Issue #265, opened 2021-11-03
Excessive memory usage, part 2


itamarst:
I'm testing new cachecontrol 0.12.8 with pip, and it only partially solves the excess memory usage: memory usage goes down from 1300MB to 900MB when doing `pip install tensorflow`.

The next bottleneck is the fact `msgpack` doesn't have a streaming interface, so packing always makes a copy of the data in memory. (I believe something like this was mentioned as a potential issue in the previous issues #145, but unfortunately the test script I was using didn't use that code path).

Some potential approaches:

1. Modify `msgpack` upstream to support streaming writes, perhaps coupled with streaming API on cachecontrol side.
2. Switch to a new data format where instead of having one giant bytestring, the msgpack is a series of bytestrings. This requires no changes to `msgpack`, and perhaps no public API changes assuming more `mmap` hackery.
3. Re-implement `msgpack` serialization just for this use case; essentially the code only packs a byte string, so just need to write the appropriate header beforehand. Depending on what APIs are public this may be the least intrusive option; hacky, but it'll work.
4. No doubt others (e.g. some other data format).

itamarst:
Related is https://github.com/pypa/pip/issues/9549, where someone tried to cache something bigger than msgpack message size. Solution 2 above would solve that too.

itamarst:
I will think about the best/easiest approach and submit a PR at some point soon, but if you have a preference/suggestion/other ideas, let me know.

ionrock:
@itamarst I don't have a strong opinion offhand. I suspect trying to get some changes into `msgpack` might be a long process. I'd wonder if there is a way to keep the metadata separate and just maintain a file manually to support the streaming? 

The other data format that I'm familiar with is Protobuf, but it doesn't have support for streaming after some quick research. There is Thrift to look into as well I suppose, but I'm not really sure if there are others to be considered.

itamarst:
Oh I hadn't read the part of the code where it actually constructs a dict with metadata. So it's not just the body in there...

itamarst:
There's... pickle. But that's a problematic format in many ways.

itamarst:
Updating as I learn:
===
:: YOUR OBJECTIVE ::
From the records above, extract everything verbatim.

:: FINISHED EXERCISE ::
Issue #265, opened 2021-11-03
Excessive memory usage, part 2


itamarst:
I'm testing new cachecontrol 0.12.8 with pip, and it only partially solves the excess memory usage: memory usage goes down from 1300MB to 900MB when doing `pip install tensorflow`.

The next bottleneck is the fact `msgpack` doesn't have a streaming interface, so packing always makes a copy of the data in memory. (I believe something like this was mentioned as a potential issue in the previous issues #145, but unfortunately the test script I was using didn't use that code path).

Some potential approaches:

1. Modify `msgpack` upstream to support streaming writes, perhaps coupled with streaming API on cachecontrol side.
2. Switch to a new data format where instead of having one giant bytestring, the msgpack is a series of bytestrings. This requires no changes to `msgpack`, and perhaps no public API changes assuming more `mmap` hackery.
3. Re-implement `msgpack` serialization just for this use case; essentially the code only packs a byte string, so just need to write the appropriate header beforehand. Depending on what APIs are public this may be the least intrusive option; hacky, but it'll work.
4. No doubt others (e.g. some other data format).

itamarst:
Related is https://github.com/pypa/pip/issues/9549, where someone tried to cache something bigger than msgpack message size. Solution 2 above would solve that too.

itamarst:
I will think about the best/easiest approach and submit a PR at some point soon, but if you have a preference/suggestion/other ideas, let me know.

ionrock:
@itamarst I don't have a strong opinion offhand. I suspect trying to get some changes into `msgpack` might be a long process. I'd wonder if there is a way to keep the metadata separate and just maintain a file manually to support the streaming? 

The other data format that I'm familiar with is Protobuf, but it doesn't have support for streaming after some quick research. There is Thrift to look into as well I suppose, but I'm not really sure if there are others to be considered.

itamarst:
Oh I hadn't read the part of the code where it actually constructs a dict with metadata. So it's not just the body in there...

itamarst:
There's... pickle. But that's a problematic format in many ways.

itamarst:
Updating as I learn:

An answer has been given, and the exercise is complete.